Alors que depuis le 20 juin 2011 les
procès et les condamnations le
concernant se succèdent à un rythme soutenu à Tunis, l’ex-président
tunisien, Zine el-Abidine Ben Ali, est absent, en exil à Jeddah en
Arabie saoudite. Ce militaire a forgé l’essentiel de sa carrière au sein
des services de sécurité et du renseignement. Personnage de l’ombre,
Ben Ali est demeuré en 23 ans de pouvoir, et particulièrement vers la
fin de sa présidence, un homme insensible et faussement populaire. Son
portrait, placardé dans toute la Tunisie au fronton de la plus petite
échoppe est certes connu de tous mais sa vraie nature, elle, est restée
mystérieuse.
Cet enfant d’Hammam Sousse, une ville côtière au nord de la Tunisie, a vu le jour en 1936, sous le
protectorat français.
Quatrième d’une famille modeste de onze enfants (son père aurait été
gardien au port de Sousse), Zine el-Abidine (la beauté des croyants),
effectue de piètres études secondaires au lycée de garçons de Sousse.
Celui qu’on surnommait
«Bac moins 3», n’est effectivement pas devenu bachelier.

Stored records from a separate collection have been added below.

PR #5059, opened 2025-04-30
Provide high-res versions of product and event images

raphaelm:
Replaces previous attempts #3235 and #5056, see also #3506

### DIFF
--- a/src/pretix/helpers/templatetags/thumb.py
+++ b/src/pretix/helpers/templatetags/thumb.py
@@ -65,7 +65,7 @@ def thumbset(source, arg):
     if not cached_thumbset:
         for thumbsize, factor in get_srcset_sizes(arg):
             try:
-                t = get_thumbnail(source, thumbsize, formats=formats, only_if_resized=True)
+                t = get_thumbnail(source, thumbsize, formats=formats, skip_if_limited_by_input=True)
                 if t:
                     srcs.append(f"{t.thumb.url} {factor}")
             except:
--- a/src/pretix/helpers/templatetags/thumb.py
+++ b/src/pretix/helpers/templatetags/thumb.py
@@ -22,10 +22,11 @@
 import logging
 
 from django import template
+from django.core.cache import cache
 from django.core.files.storage import default_storage
 
 from pretix import settings
-from pretix.helpers.thumb import get_thumbnail
+from pretix.helpers.thumb import get_srcset_sizes, get_thumbnail
 
 register = template.Library()
 logger = logging.getLogger(__name__)
@@ -46,3 +47,30 @@ def thumb(source, arg):
         # default_storage.url works for all files in NanoCDNStorage. For others, this may return an invalid URL.
         # But for a fallback, this can probably be accepted.
         return source.url if hasattr(source, 'url') else default_storage.url(str(source))
+
+
+@register.filter
+def thumbset(source, arg):
+    cache_key = f"thumbset:{source}:{arg}"
+    cached_thumbset = cache.get(cache_key)
+    if cached_thumbset is not None:
+        return cached_thumbset
+    formats = list(set().union(
+        settings.PILLOW_FORMATS_IMAGE,
+        settings.PILLOW_FORMATS_QUESTIONS_FAVICON,
+        settings.PILLOW_FORMATS_QUESTIONS_IMAGE
+    ))
+
+    srcs = []
+    if not cached_thumbset:
+        for thumbsize, factor in get_srcset_sizes(arg):
+            try:
+                t = get_thumbnail(source, thumbsize, formats=formats, only_if_resized=True)
+                if t:
+                    srcs.append(f"{t.thumb.url} {factor}")
+            except:
+                logger.exception(f'Failed to create thumbnail of {source} at {thumbsize}')
+
+    srcset = ", ".join(srcs)
+    cache.set(cache_key, srcset, timeout=3600)
+    return srcset
--- a/src/pretix/helpers/thumb.py
+++ b/src/pretix/helpers/thumb.py
@@ -114,6 +114,9 @@ def get_srcset_sizes(size):
 
 
 def get_sizes(size, imgsize):
+    """
+    :return: Tuple of (new_size, crop_box, size_limited_by_input)
+    """
     crop = False
     if size.endswith('^'):
         crop = True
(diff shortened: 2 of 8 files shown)


src/pretix/helpers/templatetags/thumb.py
```diff
@@ -46,3 +47,30 @@ def thumb(source, arg):
...
+        settings.PILLOW_FORMATS_IMAGE,
+        settings.PILLOW_FORMATS_QUESTIONS_FAVICON,
+        settings.PILLOW_FORMATS_QUESTIONS_IMAGE
+    ))
+
+    srcs = []
+    if not cached_thumbset:
+        for thumbsize, factor in get_srcset_sizes(arg):
+            try:
+                t = get_thumbnail(source, thumbsize, formats=formats, only_if_resized=True)
```
wiffbi, line 68: `only_if_resized=True` creates the problem, that if I e.g. upload a product image sized 180x180, which would be perfect for 3x is discarded from srcset as it is not resized. So we would need something like `only_if_smaller_or_same`?

wiffbi (changes requested):
For images with a fixed display-width, the approach using x2, x3 is sufficient – one caveat though regarding uploading perfectly sized images for e.g. 3x or even 2x (the latter would currently result in only 1x images). Therefore my request for changes.

A sidenote: If an image is used as a higher-density replacement (ie. x2 or x3), they can be compressed far more before have visible artefacts – especially when using jpg. For our small product images in 60x60 or 180x180 I think it is negligible though.

For our dynamic sized event_logo and organizer_logo, the density-approach does not work that well as the images are resized on smaller screens and automatically get a higher density. That actually creates requests for larger files than needed especially on mobile. For these dynamic sized images we would need srcset with w-notation combined with sizes-attribute to fully exploit the power of srcset. As an pragmatic approach to support high-density displays though, I think it is okay for now, but we should look into supporting srcset with sizes.

src/pretix/helpers/templatetags/thumb.py
raphaelm: This was harder to fix than expected :sweat_smile:  Fixed now, happy for another look

raphaelm:
> A sidenote: If an image is used as a higher-density replacement (ie. x2 or x3), they can be compressed far more before have visible artefacts – especially when using jpg. For our small product images in 60x60 or 180x180 I think it is negligible though.

Interesting! Does that hold even for JPGs that include text? Because that's where the missing hidensity is usually visible.

> For our dynamic sized event_logo and organizer_logo, the density-approach does not work that well as the images are resized on smaller screens and automatically get a higher density. That actually creates requests for larger files than needed especially on mobile. For these dynamic sized images we would need srcset with w-notation combined with sizes-attribute to fully exploit the power of srcset. As an pragmatic approach to support high-density displays though, I think it is okay for now, but we should look into supporting srcset with sizes.

Hmm, good point. I'm not sure if we should continue this way then. However, I don't recall why I decided against the "w" approach, I looked at it first and something about it did not work for us.

raphaelm:
I think the main issue is that with the "w" approach, we need to know the *actual* size of the image, not the intended one, which we don't store, at least not for existing thumbnails.

Since this mostly concerns the event header, what are your thoughts on keeping the 2x,3x approach but use different base sizes on mobile and desktop?

src/pretix/helpers/thumb.py
```diff
@@ -112,37 +132,49 @@ def get_sizes(size, imgsize):
     else:
         size = [int(size), int(size)]
 
+    wfactor = min(1, size[0] / imgsize[0])
+    hfactor = min(1, size[1] / imgsize[1])
+    limited_by_input = size[1] / imgsize[1] > 1.0 and size[0] / imgsize[0] > 1.0
```
wiffbi: What is the reason behind comparing the ratio instead of directly comparing the numbers?

```suggestion
    limited_by_input = size[1] > imgsize[1] and size[0] > imgsize[0]
```

src/pretix/helpers/thumb.py
```diff
@@ -112,37 +132,49 @@ def get_sizes(size, imgsize):
...
+                (int((imgsize[0] * hfactor - size[0]) / 2), 0, int((imgsize[0] * hfactor + size[0]) / 2), size[1]),
+                limited_by_input
+            )
     else:
-        wfactor = min(1, size[0] / imgsize[0])
-        hfactor = min(1, size[1] / imgsize[1])
-
         if wfactor == hfactor:
-            return (int(imgsize[0] * hfactor), int(imgsize[1] * wfactor)), None
+            return (int(imgsize[0] * hfactor), int(imgsize[1] * wfactor)), None, limited_by_input
```
wiffbi, line 162: It does not make a difference, but semantically wouldn’t it be more correct to write:

```
            return (int(imgsize[0] * wfactor), int(imgsize[1] * hfactor)), None, limited_by_input
```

Il ne s’intéresse pas aux arts, n’a pas les qualités d’un
autodidacte, ne lit pas et n’aime pas les intellectuels, une haine des
lettres et des arts qui perdurera durant son règne. Son double
engagement dans l’armée et le parti indépendantiste
Néo-Destour lui offre en 1956 une seconde chance. Au cours de sa vie lycéenne, Ben Ali suit les traces de son ami d'enfance
Hédi Baccouche, un militant aguerri qui restera l'un de ses plus proches alliés et qui deviendra son Premier-ministre.

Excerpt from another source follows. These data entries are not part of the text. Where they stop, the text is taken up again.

PR #5060, opened 2025-04-30
[A11y] fix tablist issues

wiffbi:
This PR fixes some a11y with the old boostrap-tabs implementation. It adds a new implementation loosely based on https://www.w3.org/WAI/ARIA/apg/patterns/tabs/examples/tabs-automatic/

In presale, tabs are currently only used for payment qr-codes. This PR uses a simpler nav-pills-like tab-navigation instead of the previous box-inside-a-box tab-interface – on the hand, UI is lighter (alhtough the btn-primary might be a bit bold, but btn-default does not feel light a „selected“-state) and on the other hand, the original panel-style tabs was not possible to implement with the current set of styles due to not allowed HTML-nesting of li-elements inside an element with role=tablist.

Bildschirmfoto 2025-04-30 um 12 47 40

### DIFF
--- a/src/pretix/plugins/banktransfer/templates/pretixplugins/banktransfer/pending.html
+++ b/src/pretix/plugins/banktransfer/templates/pretixplugins/banktransfer/pending.html
@@ -126,7 +126,7 @@ SCT
             {% endif %}
             </div>
             <p class="text-muted" id="banktransfer_qrcodes_label">
-                {% trans "Scan the qr-code with your banking app" %}
+                {% trans "Scan the QR code with your banking app" %}
             </p>
         </div>
     {% endif %}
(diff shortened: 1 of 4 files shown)


src/pretix/plugins/banktransfer/templates/pretixplugins/banktransfer/pending.html
```diff
@@ -85,20 +79,55 @@
...
+                    id="banktransfer_qrcodes_bezahlcode_tab"
+                    type="button"
+                    role="tab"
+                    aria-controls="banktransfer_qrcodes_bezahlcode"
+                    aria-selected="false"
+                    tabindex="-1">BezahlCode</button>
+            {% endif %}
+            </div>
+            <p class="text-muted" id="banktransfer_qrcodes_label">
+                {% trans "Scan the qr-code with your banking app" %}
```
raphaelm, line 129: Not new, but still wrong
```suggestion
                {% trans "Scan the QR code with your banking app" %}
```

raphaelm (approved):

Le jeune Ben Ali bénéficie d'une formation d'officier, lors d'un bref
passage à l’Ecole militaire française interarmes de Saint-Cyr (
EMIA) en
1956. Il est admis dans une promotion parallèle exceptionnelle en
hommage à la récente indépendance tunisienne. Mais cette promotion
particulière baptisée
«Bourguiba», ne comprend qu’une poignée d’officiers tunisiens parmi lesquels Ben Ali ne s'est pas
intégré. Il achève sa formation avec un diplôme d’ingénieur électronicien obtenu aux Etats-Unis:
«Mon intérêt pour l’informatique, a eu une incidence heureuse sur
ma façon de travailler; cela m’a donné un goût prononcé pour la
logique, la rigueur de l’analyse et une vision prospective planifiée,
loin de toute improvisation.»
Premières armes en politique
De retour en Tunisie, il est affecté au service du colonel Kéfi, un
ancier officier de l'armée française devenu le chef d'état-major de
l'armée tunisienne, dont il épouse la fille en 1964, Naïma Kéfi. Un
amour stratégique qui lui vaut d’être à 28 ans le directeur de la Sécurité militaire, poste qu’il occupe jusqu’en 1974.

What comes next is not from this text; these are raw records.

PR #6545, opened 2026-09-10
Phone number input: Fix workaround for prefixes shared between countries (fixes #6544)

### LINKED ISSUE #6544: Phone prefix in Italian: default is "Vatican City +39" → should be "Italia +39"
### Problem and impact

When the language is Italian, I noticed the default phone prefix is "Città del Vaticano +39" (🤯)

Image

The current situation is technically correct for only 882 inhabitants of the Vatican City country.

### Expected behaviour

Suggest "Italia +39" as default, not "Città del Vaticano +39":

Image

In this way we have a default which is excellent for 58 millions inhabitants of Italy, and still technically correct for the remaining 882 inhabitants of the Città del Vaticano.

### Steps to reproduce

1. Use Pretix in Italian
2. Get a ticket
3. See the phone number selector

### Screenshots

_No response_

### Link

_No response_

Firefox

Linux, macOS, Windows

### Version

latest on https://pretix.eu

raphaelm:


src/pretix/base/forms/questions.py
```diff
@@ -350,16 +350,21 @@ def render(self, name, value, *args, **kwargs):
         return super().render(name, value or self.initial, *args, **kwargs)
 
     def get_context(self, name, value, attrs):
-        if value and self.choices[1][0] != value:
-            matching_choices = len([1 for p, c in self.choices if p == value])
+        choices = list(self.choices)
```
pajowu, line 354:
```suggestion
        # self.choices is lazy evaluated, needs to be realized to be modifiable
        choices = list(self.choices)
```

pajowu (approved):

Père de six enfants, dont trois filles nées de son premier mariage,
Ben Ali se trouve particulièrement à son aise au sein des services de
renseignement, sa fonction consistant à assurer la surveillance des
casernes. Il est à un poste qui convient à sa nature timide et taciturne
et qui le garde à distance des chefs de l’armée.
Ben Ali n’est pas vraiment inconnu des Tunisiens. Il apparaît pour la
première fois sur la scène politique en 1974, à l’occasion de l’
Union tuniso-libyenne et
la naissance de la République arabe islamique proclamée par Habib
Bourguiba et le colonel Kadhafi. C’est là que le général Zine el-Abidine
Ben Ali se forge une réputation de militaire impassible et de référent
en matière de sécurité. Mouammar Kadhafi avance son nom pour diriger
l’ensemble des services de renseignement et de la sécurité militaire de
cette union éphémère des deux pays voisins (de 1973 à 1974). Une fois la
République arabe islamique enterrée et les relations avec la
Libye refroidies,
les conseillers de Bourguiba invitent ce dernier à écarter Ben Ali du
pouvoir. Zine el-Abidine se contente d’un poste d’attaché militaire à
Rabat, au
Maroc, où il découvre les délices de la
dolce vita marocaine mais entretient des relations exécrables avec le roi Hassan II.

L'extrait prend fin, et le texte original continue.